--- DATA EXTRACT Enclosed Below ---

PR #393, opened 2026-01-20
Robust check for compiler openmp support

ljgray:
Provides a more robust check for compiler openmp support. Tests are passing, and I've confirmed that it behaves as expected on macos using `clang` (i.e., without openmp).

Also, pinned `sphinx<9`, as there are a number of breaking changes introduced.

### DIFF
--- a/pyproject.toml
+++ b/pyproject.toml
@@ -50,7 +50,7 @@ classifiers = [
 [project.optional-dependencies]
 lint = ["black", "ruff"]
 test = ["pytest", "wheel"]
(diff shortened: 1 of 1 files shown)


ljgray:
> This looks fine, but the envar `DRACO_NO_OPENMP` should be documented somewhere if it isn't already. I've left a suggestion below (which you don't need to take).

Good point - I just added this because we already have equivalent envars for cora and caput (CORA_NO_OPENMP, ...). However, I don't think that any of those are actually documented...

ketiltrout (approved):
Yeah, that's a cleaner way to do it.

--- End of Enclosed DATA EXTRACT ---

▶ _WHAT THE TASK REQUIRES_
Start at the line with "Good point - I". Give that line and every line after it again, word for word, through the last line above.

▶ _ANSWER TO THIS TASK_
Good point - I just added this because we already have equivalent envars for cora and caput (CORA_NO_OPENMP, ...). However, I don't think that any of those are actually documented...

ketiltrout (approved):
Yeah, that's a cleaner way to do it.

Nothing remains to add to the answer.